__INSTRUCTIONS TO FOLLOW__. When a line in the data below includes "whether", count it; then give only the total.

Extracted records
PR #1009, opened 2026-03-13
Refactor EventFactory, Compilers and Parsers

xeren:
Mostly cleans up some imports, but also
- outlines some memory barrier generations in compilers.
- outlines uses of `ProgramBuilder.addChild` in litmus parsers.
- integrates `FenceNameRepository` into `EventFactory`

#### Added
- `AArch64.newRMWLoadExclusive`, `AArch64.newRMWStoreExclusive`
- `X86.newLoadFence`, `newStoreFence` (still not implemented, but merges two places)
- `RISCV.newRMWLoadExclusive`
- `Power.newRMWLoadExclusive`

#### Modified
- `newRMWStoreExclusive`, `newRMWStoreExclusiveWithMo`
- `AArch64.newDmbBarrier`, etc.
- `AArch64.newBarrier(String,String)` (moved from `newFenceOpt`)
- `RISCV.newRMWStoreConditional`
- `newFakeCtrlDep(Register)` (returns `List<Event>` and does no longer accept a `Label`)


hernanponcedeleon:
@xeren can you please rebase and fix the conflicts?

dartagnan/src/main/java/com/dat3m/dartagnan/program/processing/compilation/VisitorArm8.java
```diff
@@ -215,12 +212,11 @@ protected List<Event> newLlvmCmpXchg(Register oldValue, Register success, Expres
...
     @Override
     public List<Event> visitLlvmFence(LlvmFence e) {
-        String mo = e.getMo();
-        Event fence = mo.equals(C11.MO_RELEASE) || mo.equals(C11.MO_ACQUIRE_RELEASE) || mo.equals(C11.MO_SC) ?
-                AArch64.DMB.newISHBarrier() :
-                mo.equals(C11.MO_ACQUIRE) ?
-                        AArch64.DSB.newISHLDBarrier() :
-                        null;
+        Event fence = switch (e.getMo()) {
+            case Tag.C11.MO_RELEASE, Tag.C11.MO_SC -> AArch64.newDmbIshBarrier();
```
hernanponcedeleon: You are missing the `mo.equals(C11.MO_ACQUIRE_RELEASE)` case

hernanponcedeleon (commented):
Why are you adding `newRMWLoadExclusive` for each arch if they all end up calling the general case? While I could see an argument in the factory for having the method for each arch, we do have other "common" events that use a single method, e.g. `newRMWStoreExclusiveWithMo`

ThomasHaas:
> Why are you adding `newRMWLoadExclusive` for each arch if they all end up calling the general case? While I could see an argument in the factory for having the method for each arch, we do have other "common" events that use a single method, e.g. `newRMWStoreExclusiveWithMo`

I agree with you but maybe from a different point of view. I think it becomes more and more unclear of whether a `XYZ.newEvent` factory method generates a core event or not. For parsers, you want to NOT generate core events to support compilation(*), but for the `Compilation` passes you need to ensure to generate only core events.
I think this is particularly true for the `C11.newThreadFence` events which should NOT be called by the parser (for the most part) and only during Compilation. And those can reasonably well be moved in the dedicated compilation pass.
For example, the `LKMM` compiler has some helper methods for the lowering that are not otherwise exposed to parsers/other callers.

(*) It is fine to generate core events from the parser, but not if you intend to support compilation to other targets on those events (at least in our current architecture).

xeren:
With the different `newRMWLoadExclusive` methods, I wanted to group all the usages in the program target-wise.  It should have made them easier to be altered per-architecture.  Ideally, `Common`, `newRMWLoadExclusive`, `newLoadWithMo`, `newStoreWithMo` and `newFence` are never used directly by parsers.  As you noticed, my refactoring was incomplete.

dartagnan/src/main/java/com/dat3m/dartagnan/parsers/program/visitors/VisitorLitmusC.java
```diff
@@ -266,311 +264,307 @@ public Object visitWhileExpression(LitmusCParser.WhileExpressionContext ctx) {
...
-        programBuilder.addChild(currentThread, event, ctx.getStart().getLine());
+        return addCmpXchg(register, address, expectedAdd, value, C11.DEFAULT_MO, false, null, ctx);
+    }
+
+    private Expression addCmpXchg(Register register, Expression address, Expression expectedAddress, Expression value,
+            String mo, boolean strong, OpenCLScopeContext scope, ParserRuleContext ctx) {
+        final Event event = EventFactory.Atomic.newCompareExchange(register, address, expectedAddress, value, mo, strong);
+        addScopeTag(event, scope);
+        append(event, ctx);
         return register;
```
ThomasHaas: I suggest to not return the `register` as it is totally unclear why this function should do that.
I would rather have the call-sites explicitly returning the register.

dartagnan/src/main/java/com/dat3m/dartagnan/parsers/program/visitors/VisitorLitmusC.java
```diff
@@ -722,4 +716,9 @@ private void addScopeTag(Event event, LitmusCParser.OpenCLScopeContext ctx) {
             }
         }
     }
+
+    private Object append(Event event, ParserRuleContext ctx) {
+        final int line = ctx.getStart().getLine();
+        return programBuilder.addChild(currentThread, event, line);
+    }
```
ThomasHaas: The return type should be as specific as possible, i.e., `Event`.

dartagnan/src/main/java/com/dat3m/dartagnan/parsers/program/visitors/VisitorLitmusPPC.java
```diff
@@ -106,118 +104,123 @@ public Object visitInstructionRow(LitmusPPCParser.InstructionRowContext ctx) {
...
 
     @Override
-    public Register visitRegister(LitmusPPCParser.RegisterContext ctx) {
+    public Register visitRegister(RegisterContext ctx) {
         return programBuilder.getOrNewRegister(mainThread, ctx.getText(), archType);
     }
 
+    private Object append(Event event, ParserRuleContext ctx) {
+        return programBuilder.addChild(mainThread, event, ctx.getStart().getLine());
+    }
```
ThomasHaas: Return type `Event`

dartagnan/src/main/java/com/dat3m/dartagnan/parsers/program/visitors/VisitorLitmusPTX.java
```diff
@@ -314,27 +309,30 @@ public Object visitBarrier(LitmusPTXParser.BarrierContext ctx) {
...
-    public Object visitJump(LitmusPTXParser.JumpContext ctx) {
+    public Object visitJump(JumpContext ctx) {
         Label label = programBuilder.getOrCreateLabel(mainThread, ctx.Label().getText());
-        return programBuilder.addChild(mainThread, EventFactory.newGoto(label), ctx.getStart().getLine());
+        return append(EventFactory.newGoto(label), ctx);
     }
 
+    private Object append(Event event, ParserRuleContext ctx) {
+        return programBuilder.addChild(mainThread, event, ctx.getStart().getLine());
+    }
```
ThomasHaas: Return type `Event`

dartagnan/src/main/java/com/dat3m/dartagnan/parsers/program/visitors/VisitorLitmusRISCV.java
```diff
@@ -252,30 +238,34 @@ public Object visitFence(LitmusRISCVParser.FenceContext ctx) {
...
-	private String getMo(LitmusRISCVParser.MoRISCVContext mo1, LitmusRISCVParser.MoRISCVContext mo2) {
+	private String getMo(MoRISCVContext mo1, MoRISCVContext mo2) {
 		String moR = mo1 != null ? mo1.mo : "";
 		String moW = mo2 != null ? mo2.mo : "";
 		return !moR.isEmpty() ? (!moW.isEmpty() ? Tag.RISCV.MO_ACQ_REL : moR) : moW;
 	}
+
+    private Object append(Event event, ParserRuleContext ctx) {
+        return programBuilder.addChild(mainThread, event, ctx.getStart().getLine());
+    }
```
ThomasHaas: Return type `Event`

dartagnan/src/main/java/com/dat3m/dartagnan/parsers/program/visitors/VisitorLitmusVulkan.java
```diff
@@ -325,19 +324,23 @@ public Object visitDeviceOperation(LitmusVulkanParser.DeviceOperationContext ctx
...
-        if (ctx.getRuleContext(LitmusVulkanParser.MoAcqRelContext.class, 0) != null) {
+        if (ctx.getRuleContext(MoAcqRelContext.class, 0) != null) {
             return Tag.Vulkan.ACQ_REL;
         }
         return defaultMo;
     }
+
+    private Object append(Event event, ParserRuleContext ctx) {
+        return programBuilder.addChild(mainThread, event, ctx.getStart().getLine());
+    }
```
ThomasHaas: Return type `Event`

dartagnan/src/main/java/com/dat3m/dartagnan/parsers/program/visitors/VisitorLitmusVulkan.java
```diff
@@ -233,29 +235,26 @@ public Object visitAtomicRmwInstruction(LitmusVulkanParser.AtomicRmwInstructionC
...
+    public Object visitMemoryBarrierInstruction(MemoryBarrierInstructionContext ctx) {
+        final String scope = ctx.scope().content;
+        final List<String> semantics = ctx.semSc().stream().map(c -> c.content).toList();
+        final boolean av = ctx.semAv() != null;
+        final boolean vis = ctx.semVis() != null;
+        final Event fence = switch (getMemoryOrderOrDefault(ctx, null)) {
+            case Tag.Vulkan.ACQUIRE -> EventFactory.Vulkan.newAcqBarrier(scope, semantics, vis);
+            case Tag.Vulkan.RELEASE -> EventFactory.Vulkan.newRelBarrier(scope, semantics, av);
+            case Tag.Vulkan.ACQ_REL -> EventFactory.Vulkan.newAcqRelBarrier(scope, semantics, av, vis);
+            default -> throw new ParsingException("Unknown barrier type");
```
ThomasHaas: On first sight, it looks like the semantics has slightly changed because `mo=null` is now rejected, but was permitted before. However, the grammar seems to enforce `mo != null` so the semantics is the same.

dartagnan/src/main/java/com/dat3m/dartagnan/parsers/program/visitors/VisitorLitmusX86.java
```diff
@@ -101,82 +98,82 @@ public Object visitInstructionRow(LitmusX86Parser.InstructionRowContext ctx) {
...
+            case "lfence" -> EventFactory.X86.newLoadFence();
+            case "sfence" -> EventFactory.X86.newStoreFence();
+            default -> throw new ParsingException("Unrecognised fence '%s'", ctx.getText());
+        };
+        return append(fence, ctx);
+    }
+
+    private Object append(Event event, ParserRuleContext ctx) {
+        return programBuilder.addChild(mainThread, event, ctx.getStart().getLine());
     }
```
ThomasHaas: Return type `Event`

dartagnan/src/main/java/com/dat3m/dartagnan/program/event/EventFactory.java
```diff
@@ -642,6 +669,9 @@ public static GenericMemoryEvent newSrcuSync(Expression address) {
             return srcuSync;
         }
 
+        public static GenericVisibleEvent newFence(String fenceType) {
+            return EventFactory.newFence(fenceType);
+        }
```
ThomasHaas: I'm not sure about this one. I can see the point somewhat, but I would at least rename the function to `newBarrier` to align with the nomenclature of the kernel.

dartagnan/src/main/java/com/dat3m/dartagnan/program/event/EventFactory.java
```diff
@@ -807,6 +830,27 @@ public static VulkanCmpXchg newVulkanCmpXchg(Expression address, Register regist
             return new VulkanCmpXchg(register, address, expected, value, mo, scope);
         }
 
+        public static GenericVisibleEvent newAcqBarrier(String scope, List<String> semantics, boolean visible) {
+            final GenericVisibleEvent barrier = newFence(Tag.FENCE);
```
ThomasHaas: I understand that the previous code was already using `newFence(Tag.FENCE)`, but maybe we can fix this here? I would use a generic visible event with name `Membar`. If one wants to be more precise, we could even add the mo/scope/semantics/visibility tags.

For reference, in litmus vulkan, a memory barrier looks like this:
```
membar.rel.dv.semsc0.semav
// membar.<mo>.<scope>.<semantics>.<vis/avail>
```
There is one theoretical disadvantage, namely, if the tagging of the event changes for whatever reason, the detailed name becomes wrong. On the other hand, there is no reason to change the tagging later on really.

dartagnan/src/main/java/com/dat3m/dartagnan/program/event/EventFactory.java
```diff
@@ -467,6 +463,34 @@ public static AtomicXchg newExchange(Register register, Expression address, Expr
...
+            return newThreadFence(Tag.C11.MO_RELEASE);
+        }
+
+        public static GenericVisibleEvent newThreadFenceAcquireRelease() {
+            return newThreadFence(Tag.C11.MO_ACQUIRE_RELEASE);
+        }
+
+        public static GenericVisibleEvent newThreadFenceSequentiallyConsistent() {
+            return newThreadFence(Tag.C11.MO_SC);
+        }
```
ThomasHaas: I don't see much benefit in these 4 functions. They are not really much cleaner just than calling `newThreadFence(Tag.C11.MO_XYZ)`

dartagnan/src/main/java/com/dat3m/dartagnan/program/processing/compilation/VisitorArm8.java
```diff
@@ -252,15 +249,11 @@ public List<Event> visitAtomicCmpXchg(AtomicCmpXchg e) {
...
-        if (e.isWeak()) {
-            Register statusReg = e.getFunction().newRegister("status(" + e.getLocalId() + ")", types.getBooleanType());
-            optionalExecStatus = newExecutionStatus(statusReg, storeValue);
-            optionalUpdateCasCmpResult = newLocal(booleanResultRegister, expressions.makeNot(statusReg));
-        }
+        Load loadValue = newRMWLoadExclusive(regValue, address, extractLoadMoFromCMo(mo));
+        Store storeValue = newRMWStoreExclusive(address, value, strong, extractStoreMoFromCMo(mo));
+        Register statusReg = strong ? null : e.getFunction().newRegister("status(" + e.getLocalId() + ")", types.getBooleanType());
+        ExecutionStatus optionalExecStatus = strong ? null : newExecutionStatus(statusReg, storeValue);
+        Local optionalUpdateCasCmpResult = strong ? null : newLocal(booleanResultRegister, expressions.makeNot(statusReg));
```
ThomasHaas: Just FYI, `eventSequence` can actually take nested lists as input and it will flatten them.
So one could write:
```Java
List<Event> optional = strong ? List.of() : List.of(
    newExectutionStatus(...),
    newLocal(...)
);
```
and then use the optional list as input to `eventSequence`. I don't know whether it's cleaner though.

Actually, I originally added this feature because I wanted to use it for fake control dependencies, where `newFakeCtrlDep(Register reg)` would return both the jump and the label... Well, we never used this feature and I believe that, except for me, probably no one knew that `eventSequence` could do this :P.

dartagnan/src/main/java/com/dat3m/dartagnan/program/processing/compilation/VisitorPower.java
```diff
@@ -100,24 +85,13 @@ public List<Event> visitLlvmLoad(LlvmLoad e) {
 
     @Override
     public List<Event> visitLlvmStore(LlvmStore e) {
-        Event optionalBarrierBefore = null;
+        Event optionalBarrierBefore = switch (e.getMo()) {
+            case C11.MO_SC -> leadingSync() ? newSync() : newLwSync();
+            case C11.MO_RELEASE -> newLwSync();
+            default -> null;
+        };
```
ThomasHaas: You added `optionalBarrierBefore/After` methods that you could use here.
I think you decided halfway during the changes to add the helper function but forgot to use it for the already changed code :P

dartagnan/src/main/java/com/dat3m/dartagnan/program/processing/compilation/VisitorRISCV.java
```diff
@@ -574,21 +571,23 @@ public List<Event> visitLKMMOpAndTest(LKMMOpAndTest e) {
...
         Expression testResult = expressions.makeNot(expressions.makeBooleanCast(dummy));
 
-        Load load = newRMWLoadExclusive(dummy, address); // TODO: No mo on the load?
+        // TODO: No mo on the load?
+        String storeMo = mo.equals(Tag.Linux.MO_MB) ? MO_REL : "";
+
+        Load load = newRMWLoadExclusive(dummy, address, "");
         Local localOp = newLocal(dummy, expressions.makeIntBinary(dummy, e.getOperator(), e.getOperand()));
-        Store store = newRMWStoreExclusiveWithMo(address, dummy, true, mo.equals(Tag.Linux.MO_MB) ? Tag.RISCV.MO_REL : "");
+        Store store = newRMWStoreExclusiveWithMo(address, dummy, true, false, storeMo);
```
ThomasHaas: This should be a `newRMWStoreConditional`, no?

dartagnan/src/main/java/com/dat3m/dartagnan/program/processing/compilation/VisitorRISCV.java
```diff
@@ -603,18 +602,67 @@ public List<Event> visitLKMMLock(LKMMLock e) {
         // https://github.com/westerndigitalcorporation/RISC-V-Linux/blob/master/linux/arch/riscv/include/asm/spinlock.h
         // We replace AMO instructions with LL/SC
         return eventSequence(
-                newRMWLoadExclusive(dummy, e.getLock()),
+                newRMWLoadExclusive(dummy, e.getLock(), ""),
                 newAssume(expressions.makeEQ(dummy, zero)),
-                newRMWStoreExclusive(e.getLock(), one, true),
-                RISCV.newRRWFence()
+                newRMWStoreExclusive(e.getLock(), one, true, false),
```
ThomasHaas: Same here: conditional store

dartagnan/src/main/java/com/dat3m/dartagnan/program/event/EventFactory.java
xeren: This and `C11.newThreadFence(String)` were intended to mimic the barrier constructors of other architectures.  At some point I wanted to outline all direct calls to `EventFactory.newFence(String)`.
In retrospect, that was not a good idea.  This method should probably be in `VisitorLKMM` as it is the only place in this project that produces core fences for `linux-kernel.cat`.

dartagnan/src/main/java/com/dat3m/dartagnan/program/event/EventFactory.java
xeren: I remove them again.
They and `newThreadFence(String)` are also core event constructors like `Linux.newFence(String)` and should remain in `VisitorC11` and `VisitorIMM`.

dartagnan/src/main/java/com/dat3m/dartagnan/parsers/program/visitors/VisitorLitmusC.java
xeren: As a private method, `addCmpXchg` can be tailored to the four call sites.  I would have preferred to merge the contexts in `LitmusC.g4` instead, but did not want to modify grammars in this PR.

dartagnan/src/main/java/com/dat3m/dartagnan/program/processing/compilation/VisitorPower.java
xeren: The barriers for loads and stores do not match with those for RMWs.  I could not do an outlining here.

dartagnan/src/main/java/com/dat3m/dartagnan/program/processing/compilation/VisitorRISCV.java
xeren: I think so.  This and the other line had `requiresMatchingAddresses=false`.  It became visible when I removed the overloaded method in `EventFactory`.  The PR fixes this bug now.

dartagnan/src/main/java/com/dat3m/dartagnan/parsers/program/visitors/VisitorLitmusC.java
ThomasHaas: It's not a matter of the method being private or not. Most visitor methods had the pattern `append(event); return register;` or `return append(event);`. But `return addCmpXchg(...)` looked like a variant of the latter `return append(...)` while behaving like the former `append(...); return register`.
Also, from a developer's perspective, private and public methods are not so different, both need to be easily readable :)

dartagnan/src/main/java/com/dat3m/dartagnan/program/processing/compilation/VisitorPower.java
ThomasHaas: I don't understand. The barriers you use in `visitLlvmStore` and `visitLlvmLoad` are exactly those that `optionalBarrierBefore/After` produce.
For comparison:
```Java
       // Llvm store...
        Event optionalBarrierBefore = switch (e.getMo()) {
            case C11.MO_SC -> leadingSync() ? newSync() : newLwSync();
            case C11.MO_RELEASE -> newLwSync();
            default -> null;
        };

      // ... vs. helper method
      private Event optionalBarrierBefore(String mo) {
        return switch (mo) {
            case C11.MO_SC -> leadingSync() ? newSync() : newLwSync();
            case C11.MO_RELEASE, C11.MO_ACQUIRE_RELEASE -> newLwSync();
            default -> null;
        };
    }
```
The only difference is that the helper method also matches ACQ_REL, but that should be irrelevant for stores/loads.

xeren: Semantically, you are right wrt. half of the expressions.

| where | seq_cst + leading sync | seq_cst | acquire | release |
| - | - | - | - | - |
| `optionalBarrierBefore` | `sync` | `lwsync` | - | `lwsync` |
| `LlvmLoad` | `sync` | - | - | - |
| `LlvmStore` | `sync` | `lwsync` | - | `lwsync` |
| `AtomicLoad` | `sync` | - | - | - |
| `AtomicStore` | `sync` | `lwsync` | - | `lwsync` |
| `optionalBarrierAfter` | `isync` | `sync` | `isync` | - |
| `LlvmLoad` | `isync` | `sync` | `isync` | - |
| `LlvmStore` | - | `sync` | - | - |
| `AtomicLoad` | `isync` | `sync` | `isync` | - |
| `AtomicStore` | - | `sync` | - | - |

dartagnan/src/main/java/com/dat3m/dartagnan/program/processing/compilation/VisitorArm8.java
xeren: That is a useful transformation.  I have applied it to `EventFactory.newFakeCtrlDep()` as well, so it creates the label itself.

xeren:
In the latest commit I removed the individual barrier constructors in `EventFactory`, like `AArch64.newDmbIshBarrier()`.  There is no use in having them around.  The only users were the respective compilers, where I added individual methods in earlier commits.

From my side, this PR should be ready to merge.

dartagnan/src/main/java/com/dat3m/dartagnan/program/event/EventFactory.java
```diff
@@ -656,8 +757,13 @@ public static TSOXchg newExchange(MemoryObject address, Register register) {
             return new TSOXchg(address, register);
         }
 
-        public static GenericVisibleEvent newMemoryFence() {
-            return newFence(MFENCE);
+        public static Event newMemoryFence(String type) {
+            final String name = switch (type.toLowerCase()) {
+                case "mfence" -> "mfence";
+                case "lfence", "sfence" -> throw new UnsupportedOperationException("X86 fence '%s'.".formatted(type));
```
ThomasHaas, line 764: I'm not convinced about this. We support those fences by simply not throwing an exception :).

__SOLUTION FOR THIS TASK__. 2